A search on AudiWorld suggests either a dirty connection to the changer (how does it get dirty?) or a faulty changer. Apparently, quite a few people have had the complaint.
She's going in tomorrow, but thought I'd ask the question. Hopefully I'll be able to post back with a remedy tomorrow aft.


----------



## skicross66 (Feb 19, 2003)

*Re: CD Static (GLI_Man)*

I had the same problem... tried using a cleaning CD, didn't work... I took it into the dealer and they replaced my CD player under warranty, and now it works fine. Heh, I had this problem for a while before fixing it and it blew my mind about what the problem could be...I still don't know but it works great


----------



## GLI_Man (Sep 1, 2002)

*Re: CD Static (skicross66)*

I think one of the changepoints for 2007 is a changer that can handle MP3's. I feel like asking for it instead.
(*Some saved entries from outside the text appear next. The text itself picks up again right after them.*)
PR #10406, opened 2025-08-15
fix(frontend): browser tab notification respects user-renamed titles

enyst:
- [x] Include this change in the Release Notes. If checked, you must provide an end-user friendly description for your change below

End-user friendly description of the problem this fixes or functionality this introduces.

Fixes an issue where the browser tab title could revert to a previous conversation title while the app was flashing a notification in the tab (e.g., when the agent becomes ready). If a user renamed the conversation during that time, the flasher kept toggling to the old title and even restored it when the notification stopped. Now the notification logic always respects the current title and restores to the latest one.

Oh well.


----------



## GLI_Man (Sep 1, 2002)

*Re: CD Static (GLI_Man)*

Well, after noticing the problem (but calling it "minor"), the dealer contacted the Audi Help Line and then informed me they'd be replacing the changer. They installed one from a car on the lot until the new one arrives.








Color me happy.








EDIT: color me stupid.








I don't think they left the second changer in - they just used it to confirm that the issues with the sound could be isolated. The crappy-sounding changer is back, complete with crappy sound.
Anyone selling an XM/Sirius receiver?


_Modified by GLI_Man at 11:00 PM 7-26-2006_


----------